We need to normalize our code and change our practices to stop wrapping the older crappy stuff. You can't build a technological base on mistakes and rampant complexity. You can't just endless whack out new code in the hopes that someday it will accidentally be the right stuff. Elegance is not a dream and it's not unachievable. We need and can have beautiful code, not as a means for itself, but as the only way to build a foundation stable enough that we can actually leverage it to really increase our knowledge. We need to know, what we know, and know how to know more of it.

We need to take the knowledge the we acquire in building today's systems, and apply it to tomorrow's. We need to capture our understandings so that we can extend them, not just restart each time with a new technology. Just as industrialization transformed factories, we now need it in our technologies. Software, of all the known industries is the worst here. We're polarized between ideas based around dysfunctional decades old large-scale manufacturing, that are too static and too large to work properly, and ideas based around cutesy fun game-like processes that are oriented more on being popular (to increase book and training sales) and less on actually being functional or improving the process. Old school dysfunction vs new school irresponsibility.

Still for all we need these things, they are absolutely not what people want, or our looking for. We've continually chosen the opposite, the fast food concept of knowledge, gorging steadily until we're ready to burst.

Judging from interest, programmers don't want blueprints, they don't want to be able to normalize their code, and they really don't want a methodology that works. They'd much rather go into work and wing it, making wild often incorrect guesses than spend the effort to figure out how to really make it work. Even when they have techniques like database normalization, they'd rather just whip it together on their own, basing their designs on instinct and hunches.

The state of the industry is that most projects fail because most programmers would rather that outcome than change their ways.
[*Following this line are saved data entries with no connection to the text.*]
PR #1630, opened 2020-02-05
Validate Data Repository Export works

sean-smith:
* Verify POSIX permissions of a file on S3

### DIFF
--- a/tests/integration-tests/tests/storage/test_fsx_lustre.py
+++ b/tests/integration-tests/tests/storage/test_fsx_lustre.py
@@ -13,10 +13,13 @@ import logging
 
 import boto3
 import pytest
+from retrying import retry
 
+import utils
 from assertpy import assert_that
 from remote_command_executor import RemoteCommandExecutor
 from tests.common.schedulers_common import SgeCommands
+from time_utils import minutes, seconds
 
 
 @pytest.mark.regions(["us-east-1"])
@@ -37,11 +40,13 @@ def test_fsx_lustre(region, pcluster_config_reader, clusters_factory, s3_bucket_
     cluster_config = pcluster_config_reader(bucket_name=bucket_name, mount_dir=mount_dir)
     cluster = clusters_factory(cluster_config)
     remote_command_executor = RemoteCommandExecutor(cluster)
+    fsx_fs_id = get_fsx_fs_id(cluster, region)
 
     _test_fsx_lustre_correctly_mounted(remote_command_executor, mount_dir, os)
     _test_import_path(remote_command_executor, mount_dir)
     _test_fsx_lustre_correctly_shared(remote_command_executor, mount_dir)
     _test_export_path(remote_command_executor, mount_dir, bucket_name)
+    _test_data_repository_task(remote_command_executor, mount_dir, bucket_name, fsx_fs_id, region)
 
 
 def _test_fsx_lustre_correctly_mounted(remote_command_executor, mount_dir, os):
@@ -61,6 +66,11 @@ def _test_fsx_lustre_correctly_mounted(remote_command_executor, mount_dir, os):
             mount_dir=mount_dir, mount_options=mount_options.get(os, mount_options["default"])
         )
     )
+
+
+def get_fsx_fs_id(cluster, region):
+    fsx_stack = utils.get_substacks(cluster.cfn_name, region=region, sub_stack_name="FSXSubstack")[0]
+    return utils.retrieve_cfn_outputs(fsx_stack, region).get("FileSystemId")
 
 
 def _test_import_path(remote_command_executor, mount_dir):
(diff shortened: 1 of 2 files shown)


tests/integration-tests/utils.py
```diff
@@ -92,14 +92,24 @@ def retrieve_cfn_resources(stack_name, region):
...
+            r.get("PhysicalResourceId")
+            for r in stack_resources
+            if (r.get("ResourceType") == "AWS::CloudFormation::Stack" and r.get("LogicalResourceId") == sub_stack_name)
+        ]
+    else:
+        return [
+            r.get("PhysicalResourceId")
+            for r in stack_resources
+            if r.get("ResourceType") == "AWS::CloudFormation::Stack"
+        ]
```
tilne: it's a minor point, but i'd prefer a two-phased approach where you first filter on the resource type and then filter for sub stack if needed:
```
substacks = [s for s in stacks if <logic for selecting substacks>]
if sub_stack_name:
    substacks = [s for s in substacks if <condition for identifying desired substack>]
```
that way the logic for selecting the resources that aren't substacks isn't duplicated.

tests/integration-tests/tests/storage/test_fsx_lustre.py
```diff
@@ -37,14 +39,16 @@ def test_fsx_lustre(region, pcluster_config_reader, clusters_factory, s3_bucket_
...
-    _test_fsx_lustre_correctly_mounted(remote_command_executor, mount_dir, os)
+    _test_fsx_lustre_correctly_mounted(remote_command_executor, mount_dir, os, region, fsx_fs_id)
     _test_import_path(remote_command_executor, mount_dir)
     _test_fsx_lustre_correctly_shared(remote_command_executor, mount_dir)
     _test_export_path(remote_command_executor, mount_dir, bucket_name)
+    _test_data_repository_task(remote_command_executor, mount_dir, bucket_name, fsx_fs_id, region)
 
 
-def _test_fsx_lustre_correctly_mounted(remote_command_executor, mount_dir, os):
+def _test_fsx_lustre_correctly_mounted(remote_command_executor, mount_dir, os, region, fsx_fs_id):
```
tilne: these are unused.

tests/integration-tests/tests/storage/test_fsx_lustre.py
```diff
@@ -63,6 +67,12 @@ def _test_fsx_lustre_correctly_mounted(remote_command_executor, mount_dir, os):
     )
 
 
+def get_fsx_fs_id(cluster, region):
+    cluster_name = "parallelcluster-{0}".format(cluster.name)
```
tilne: `cluster.cfn_name` would give you the same thing

tests/integration-tests/tests/storage/test_fsx_lustre.py
```diff
@@ -98,3 +108,50 @@ def _test_export_path(remote_command_executor, mount_dir, bucket_name):
...
+
+    fsx = boto3.client("fsx", region_name=region)
+    task = fsx.create_data_repository_task(
+        FileSystemId=fsx_fs_id, Type="EXPORT_TO_REPOSITORY", Paths=["file_to_export"], Report={"Enabled": False}
+    ).get("DataRepositoryTask")
+
+    status = task.get("Lifecycle")
+    task_id = task.get("TaskId")
+
+    while status in ["PENDING", "EXECUTING"]:
```
tilne: would it be good to include a `CANCELLING` here as well? within the context of the test it probably doesn't matter, but I'm wondering what would happen if this test existed while the task was still cancelling and the cluster was deleted.

tilne: also, is there a timeout here? maybe wrap this polling in a function decorated with a retrying?

tests/integration-tests/tests/storage/test_fsx_lustre.py
```diff
@@ -98,3 +108,50 @@ def _test_export_path(remote_command_executor, mount_dir, bucket_name):
...
+        status = fsx.describe_data_repository_tasks(TaskIds=[task_id]).get("DataRepositoryTasks")[0].get("Lifecycle")
+        time.sleep(5)
+
+    assert_that(status).is_equal_to("SUCCEEDED")
+
+    remote_command_executor.run_remote_command(
+        "aws s3 cp s3://{bucket_name}/export_dir/file_to_export ./file_to_export".format(bucket_name=bucket_name)
+    )
+    result = remote_command_executor.run_remote_command("cat ./file_to_export")
+    assert_that(result.stdout).is_equal_to("Exported by FSx Lustre")
```
tilne: minor: it looks like you use this string a few places in your test. it might be nice to just define a constant for it.

tests/integration-tests/tests/storage/test_fsx_lustre.py
sean-smith: changed

tests/integration-tests/tests/storage/test_fsx_lustre.py
sean-smith: done

tests/integration-tests/tests/storage/test_fsx_lustre.py
sean-smith: done

sean-smith: > would it be good to include a `CANCELLING` here as well? within the context of the test it probably doesn't matter, but I'm wondering what would happen if this test existed while the task was still cancelling and the cluster was deleted.

great idea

In a couple of decades we've barely improved from a 15% success rate to a 30% success rate. That says a lot.

The web, of course, documents this. There's far more gossip and fanboy posting than there are fair and honest discussions of a technical nature. And those in the online community themselves, are only a small fraction of the currently practicing software industry. Most programmers stay far away from talking about programming. The industry wants to know what magical lines are required to fix a problem, but they don't want to know why they are required, or even whether or not the issue should be fixed.


FINAL THOUGHTS

We live in a age where every week you can read about a new scientific break-through study that supposedly changes the way we should think about something. But if you read a bit deeper you'll find that some of these studies, often it feels like more than half of them, are sitting on very dubious foundations. They make it to the news not based on their truth, but rather on their news worthiness. That is, they are entertaining enough to make it to the papers.

That might be OK if these questionable efforts where to disappear, but we're steady filling our knowledge banks with as much bad information as we are filling it with good. The world of infomercials has overflowed from our TVs and right into our research and development. The information age has promoted a kind of madness where rigor appears everywhere, and nowhere all at once. Who care what we know, if it's so padded with crap that we don't know what's true or not anymore. Proper marketing techniques are replacing proper critical thinking ones; grant money, after all, has become more important than progress.

In our future -- distance or not, that's our choice -- we'll eventually find the intellectual tools to quickly sort out the underlying truthfulness of what we know. We have to, as we are quickly being swamped by masses of questionable information. This circumstance cannot continue forever. One day people will look back on these as the dark ages, an information explosion perhaps, but one where we we flooded with propaganda and lies.